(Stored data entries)
- Opening Delimiter -

PR #1150, opened 2018-07-13
Add usage description for Page Fragments in Scenarios and Page Objects

wwerner:


docs/pageobjects.md
```diff
@@ -145,6 +145,34 @@ module.exports = {
...
+  within(modal.root, function () {
+    I.see('Login failed');
+  })
+});
+```
+
+To use a Page Fragment within a Page Object, you need to `require` it on top of the Page Object file:
+
+```js
+const I = actor()
```
DavertMik: I thnk it's better to add `;`

docs/pageobjects.md
```diff
@@ -145,6 +145,34 @@ module.exports = {
...
+const modal = require('../fragments/modal')
```
DavertMik: I thnk it's better to add `;`

docs/pageobjects.md
```diff
@@ -145,6 +145,34 @@ module.exports = {
...
+
+module.exports = { 
+  doStuff() {
+    ...
+    modal.accept()
```
DavertMik: I thnk it's better to add `;`

DavertMik:
Thank you!

PR #1151, opened 2018-07-13
fix: xpath detection fails when it starts with `./`

BenoitZugmeyer:
Context: when using `Locator.clickable.self`, the xpath generated starts with `./self::...`, but the locator was not considered as `xpath` (fallbacking to `css`) so it failed to select the element.


DavertMik:
Thanks! Nice catch.
This was not so important before this locator builder was introduced.

PR #1205, opened 2018-09-12
Enable config override when running parallel tests

svarlet:
Just found that the `--override` CLI flag was ignored when running tests in parallel. This fixes it.

Also, using the `--colors` with run-multiple exit with `error: unknown option `--colors'`


DavertMik:
Thanks!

- Closing Delimiter -

### PROMPT
Where a line of the data above includes the string "when", pull it out.

### FINAL ANSWER
fix: xpath detection fails when it starts with `./`
Context: when using `Locator.clickable.self`, the xpath generated starts with `./self::...`, but the locator was not considered as `xpath` (fallbacking to `css`) so it failed to select the element.
Enable config override when running parallel tests
Just found that the `--override` CLI flag was ignored when running tests in parallel. This fixes it.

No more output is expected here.